Our conditioned minds have pitted classical against modern, splitting them into two different schools of ideas. ‘Classical’ is all things of the past and therefore ancient and irrelevant. While ‘Modern’ indicates the present and the future and hence, is relevant. But what if the dividing line is not as rigid as our thoughts? What if it’s blurred allowing a free flow of the past into the present and future? Before we delve into this debate, let’s first look at the terms in the context of music.
‘Classical’ in Western music denotes the era spanning from 1750-1820. It was graced by eminent composers such as Beethoven, Bach, Mozart, Haydn and Schubert. While ‘Modern’ era spans from the late 19th to the 20th and 21st centuries. Music, just like literature and other art forms, has evolved through the passage of time giving birth to new concepts, styles and trends. Having a distinctive character of their own, they have continuously been compared, put on scales to weigh their worth.
These pointless arguments raise the question if anything in the world exists in isolation. All things are a continuation of the past, best visualised as a river branching out to form tributaries and distributaries. Art then also borrows from its predecessors in the process of creating something new. In fact, the segmentation of art into different periods happened much later and also for the convenience of theoretical studies. So, if what we listen today is actually an improvised version of the past forms, how can classical music be so out of fashion? When in truth, it is continually adapting itself to fit the fashion.
Instead of hovering over metaphors, let’s look at some tangible examples. Among the inventions of classical music, creating a written form of non-lyrical music, what we know as notation today, was a significant contribution that governs every composition even in 2021. In Bach’s Prelude and Fugue Number 20 in A Minor, he tempered classical style with something new, and the product was the first-ever jazz song. Similarly, the structure of the majority of today’s popular music can be traced back to Schubert’s short verse-chorus that was generally three minutes long. It took him a great deal of time and experimentation to model a form that could be enjoyed by everyone irrespective of their musical knowledge. Mozart came up with beautiful yet straightforward four-chord melodies which in turn inspired the pop and rock genres.

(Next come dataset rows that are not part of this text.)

PR #1613, opened 2024-05-14
ProgressBar_Enhancement

ahmednasr95:
* Fixed the repetitive logging during failed assertion
* Added a new logger to the log4j2.properties to be able to print the progress bar on the console
* Added the progress bar to indicate the time elapsed since start of assertion

### DIFF
--- a/src/main/java/com/shaft/tools/internal/support/JavaHelper.java
+++ b/src/main/java/com/shaft/tools/internal/support/JavaHelper.java
@@ -97,7 +97,7 @@ public class JavaHelper {
      */
     public static int compareTwoObjects(Object expectedValue, Object actualValue, Object comparisonType,
                                         Boolean validationType) {
-        ReportManager.logDiscrete("Expected \"" + expectedValue + "\", and actual \"" + actualValue + "\"");
+        //ReportManager.logDiscrete("Expected \"" + expectedValue + "\", and actual \"" + actualValue + "\"");
         if ("null".equals(expectedValue)) {
             expectedValue = null;
         }
--- a/src/main/java/com/shaft/tools/io/internal/ReportManagerHelper.java
+++ b/src/main/java/com/shaft/tools/io/internal/ReportManagerHelper.java
@@ -51,6 +51,7 @@ public class ReportManagerHelper {
     private static List<List<String>> listOfNewIssuesForFailedTests = new ArrayList<>();
     private static String featureName = "";
     private static Logger logger;
+    private static Logger progressLogger;
 
     private ReportManagerHelper() {
         throw new IllegalStateException("Utility class");
@@ -168,6 +169,7 @@ public class ReportManagerHelper {
         // initialize
         Configurator.initialize(null, PropertyFileManager.getCUSTOM_PROPERTIES_FOLDER_PATH() + "/log4j2.properties");
         logger = LogManager.getLogger(ReportManager.class.getName());
+        progressLogger = LogManager.getLogger("progressConsole");
     }
 
     public static void logEngineVersion() {
@@ -788,5 +790,14 @@ public class ReportManagerHelper {
         }
         return duration;
     }
-
+    public static void printProgressBarAfterUnitsElapsed(int maximumValue, int units){
+        // to keep the bar short in case of long waiting times
+        if(maximumValue > 60){
+            maximumValue %= 60;
+        }
+        progressLogger.info("\rWaiting.. |"+"\u001B[107m \u001B[0m".repeat(units)+" ".repeat(maximumValue-units)+"| "+units+" seconds");
+    }
+    public static void printNewlineAfterProgressBar(){
+        logger.info("\r\n");
+    }
 }
--- a/src/main/java/com/shaft/validation/internal/ValidationsHelper2.java
+++ b/src/main/java/com/shaft/validation/internal/ValidationsHelper2.java
@@ -1,5 +1,6 @@
 package com.shaft.validation.internal;
 
+import com.google.common.util.concurrent.AtomicDouble;
 import com.shaft.driver.SHAFT;
 import com.shaft.driver.internal.DriverFactory.SynchronizationManager;
 import com.shaft.gui.browser.BrowserActions;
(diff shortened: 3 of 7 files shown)


MhmdElGazzar:
@MohabMohie  @MahmoudElSharkawy 
could you please help us with this PR?

src/main/java/com/shaft/tools/internal/support/JavaHelper.java
```diff
@@ -97,7 +97,7 @@ public static String convertBase64(String text) {
      */
     public static int compareTwoObjects(Object expectedValue, Object actualValue, Object comparisonType,
                                         Boolean validationType) {
-        ReportManager.logDiscrete("Expected \"" + expectedValue + "\", and actual \"" + actualValue + "\"");
+        //ReportManager.logDiscrete("Expected \"" + expectedValue + "\", and actual \"" + actualValue + "\"");
```
MohabMohie: instead of commenting this line, kindly log it using DEBUG level.

src/main/java/com/shaft/validation/internal/ValidationsHelper2.java
```diff
@@ -75,6 +86,11 @@ protected void validateBrowserAttribute(WebDriver driver, String attribute,
 
         try {
             new SynchronizationManager(driver).fluentWait(false).until(f -> {
+                // Increase the bar after 6 (100) millisecond runs to take into account code execution time
+                if(millisCount.incrementAndGet() == 6){
```
MohabMohie: this is the root cause for the race condition issue (sometimes the counter ends at 80 or 90% not reaching 100%)
instead of creating the logic inside the fluent wait block, it should be created outside it and run in a separate virtual thread.

it is recommended to implement this virtual thread outside this class to avoid code duplication, specifically in the ValidationsExecutor class (which calls the validation helper) before the switch case statement that determines how the assertion will be performed.

src/main/java/com/shaft/tools/io/internal/ReportManagerHelper.java
```diff
@@ -51,6 +51,7 @@ public class ReportManagerHelper {
     private static List<List<String>> listOfNewIssuesForFailedTests = new ArrayList<>();
     private static String featureName = "";
     private static Logger logger;
+    private static Logger progressLogger;
```
MohabMohie: Kindly use the same logger object rather than creating a different one.
creating a different logger config file will add a lot of complexity as we need to bundle it to SHAFT users else it will not work as expected.

src/test/java/poms/GoogleSearch.java
```diff
@@ -60,7 +60,7 @@ public void unSelectQuery() {
     public void assertPageIsOpen() {
             Validations.assertThat()
                     .element(driver, googleLogo_image)
-                    .exists()
+                    .doesNotExist()
```
MohabMohie: kindly revert the changes to these classes as they are used in other tests.

src/test/java/poms/GoogleSearchResults.java
```diff
@@ -18,7 +18,7 @@ public void assertResultsStatsExistsAndIsNotEmpty() {
             Validations.assertThat()
                     .element(driver, resultsStats_label)
                     .text()
-                    .doesNotEqual("")
+                    .isEqualTo("")
```
MohabMohie: kindly revert the changes to these classes as they are used in other tests.

src/test/resources/TestSuites/validationTests.xml
```diff
@@ -0,0 +1,28 @@
+<!DOCTYPE suite SYSTEM "http://testng.org/testng-1.0.dtd" >
```
MohabMohie: kindly delete this file as it's not part of the project itself.

MohabMohie (changes requested):
Thank you for an excellent implementation, and kindly find my comments inline.

regarding the virtual threads, kindly tag @MustafaAgamy via Slack and he'll be happy to help.

src/main/java/com/shaft/tools/io/internal/ReportManagerHelper.java
ahmednasr95: Regarding this part, I had to make a new logger because the existing one has a newline character at the end of its pattern which will print the progress bar in a newline after each update. Thus, I had to create a new logger with the same pattern as the existing one but only has the newline character removed. 
If there is a way, which I guess there is not, to prevent the existing logger from printing a newline during the progress bar printing process only, then I will be more than glad to implement it.
Moreover, please note that the new logger I created is made specifically for the progress bar only and is not intended to be used by any other logging processes.

src/main/java/com/shaft/tools/internal/support/JavaHelper.java
ahmednasr95: I tried to logging using the `DEBUG` level but to no avail. As shown in the screenshot below, The message is still logged to the console as an `INFO`.

Screenshot

src/main/java/com/shaft/validation/internal/ValidationsHelper2.java
ahmednasr95: * Thanks for the virtual thread suggestion, it is working perfectly 😄. 
* Regarding calling the thread before the switch case in the `ValidationsExecutor` class, I tried this approach, but the problem is that the progress bar is called multiple times during which it should not be called as shown in the screenshot below. Thus causes the console log to appear distorted. 
* The progress bar is made specifically to be called only during a fluent wait so that it shows the user that the script is actually running and waiting for the assertion to pass thus preventing the "false stuck script" issue.

Screenshot

src/test/resources/TestSuites/validationTests.xml
ahmednasr95: I apologize for this. I was using it to check that the functionalities are intact. 😅

src/main/java/com/shaft/validation/internal/ValidationsHelper2.java
ahmednasr95: Thanks to Mostafa Agamy's notice, I tested it again and it worked from my side so the thread call is now before the switch statement and the shutdown call is after the statement.

MohabMohie (approved):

From 21st-century television commercials, to background scores of films and series, classical music pieces featured in all their glory. Titan’s use of Mozart’s symphony number twenty-five is one of the finest examples. Not only that, many pop songs were inspired by classical music. For example, Elvis Presley hit ‘I Can’t Help Falling In Love With You’ was inspired by Martini’s traditional song ‘Plaisir D’Amour’, Bright Eyes’ ‘Road To Joy’ by Beethoven’s Ode To Joy, Queen’s ‘It’s A Hard Life’ by Leoncavallo’s ‘Vesti La Giubba’ and Lady Gaga’s ‘Alejandro’ by Csárdás’ ‘Monti.’ Even the songs that aren’t directly taken from classical pieces have some of its elements hidden within them, which would be revealed once deconstructed.
The hue and cry of classical music being a dying form must be a rumour then. George Trudeau, the director of the Center for the Performing Arts at Penn State, said: “Classical music is alive and well… What has changed is there are more avenues than ever before for classical performance and public education, including public radio, the Internet, and other digital technologies.” In fact, according to the National Endowment for Arts, the total number of adults appearing at classical music performance annually was only down by 2.8 per cent from 1982 to 2012. While, on the other hand, a BBC article stated in 2018 that the classical music genre was the “fastest-growing” with a 6.9% rise in the sale of CDs.
Trudeau, while speaking about the new avenues of classical music, said: “Attending live performances is only a small part of how classical music is experienced today. There are new ways to attend, as well…The New York Metropolitan Opera’s HD broadcasts, reach millions of viewers each season.” This is because the live broadcast is not only cost-effective but allows people to approach classical music much more casually. The streaming platforms have, in a sense, saved pure classical music by democratising it.
As long as music will exist, it will evolve. But the evolved form will always have traces of the by-gone forms. Classical music pure or improvised will always stay relevant as its intertwined with all the other periods in the history of music.